This paper investigates new families of compositional optimization problems, called $\underline{\bf n}$on-$\underline{\bf s}$mooth $\underline{\bf w}$eakly-$\underline{\bf c}$onvex $\underline{\bf f}$inite-sum $\underline{\bf c}$oupled $\underline{\bf c}$ompositional $\underline{\bf o}$ptimization (NSWC FCCO). There has been a growing interest in FCCO due to its wide-ranging applications in machine learning and AI, as well as its ability to address the shortcomings of stochastic algorithms based on empirical risk minimization. However, current research on FCCO presumes that both the inner and outer functions are smooth, limiting their potential to tackle a more diverse set of problems. Our research expands on this area by examining non-smooth weakly-convex FCCO, where the outer function is weakly convex and non-decreasing, and the inner function is weakly-convex. We analyze a single-loop algorithm and establish its complexity for finding an $\epsilon$-stationary point of the Moreau envelop of the objective function. Additionally, we also extend the algorithm to solving novel non-smooth weakly-convex tri-level finite-sum coupled compositional optimization problems, which feature a nested arrangement of three functions. Lastly, we explore the applications of our algorithms in deep learning for two-way partial AUC maximization and multi-instance two-way partial AUC maximization, using empirical studies to showcase the effectiveness of the proposed algorithms.

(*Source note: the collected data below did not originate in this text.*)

PR #283, opened 2019-10-17
Release Channels

chrissng:


morgante:
@chrissng Please make sure tests pass.

chrissng:
@morgante I've made the necessary changes to pass the tests. Please review my PR.

autogen/variables.tf
```diff
@@ -422,4 +422,15 @@ variable "authenticator_security_group" {
   default     = null
 }
 
+variable "enable_release_channel" {
```
morgante: Do we need a separate `ENABLE` variable here? I'm wondering if the default for `release_channel` could be to simply not enable it at all?

chrissng: Yes, you are right. Since release channel is defaulted to `UNSPECIFIED`, then it is assumed that release channels are not used.

Removed `enable_release_channel`

morgante: I think we should have a `null` default and omit the entire block in that case.

chrissng: Done

PR #284, opened 2019-10-17
[wait-for-cluster.sh] Set CLOUDSDK_AUTH_CREDENTIAL_FILE_OVERRIDE.

omazin:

翻译：本文研究一类新的复合优化问题，称为非光滑弱凸有限和耦合复合优化（NSWC FCCO）。由于FCCO在机器学习和人工智能领域的广泛应用及其弥补基于经验风险最小化的随机算法缺陷的能力，对其研究兴趣日益增长。然而，当前FCCO研究通常假设内层函数与外层函数均为光滑函数，这限制了其处理更广泛问题的潜力。本研究通过考察非光滑弱凸FCCO拓展了这一领域，其中外层函数为弱凸且非递减，内层函数为弱凸。我们分析了一种单循环算法，并建立了其寻找目标函数莫罗包络的ε-平稳点的计算复杂度。此外，我们还将该算法扩展至求解新型的非光滑弱凸三层有限和耦合复合优化问题，该问题具有三层函数的嵌套结构。最后，我们探讨了所提算法在深度学习中的应用，包括双向部分AUC最大化和多示例双向部分AUC最大化问题，并通过实证研究展示了所提算法的有效性。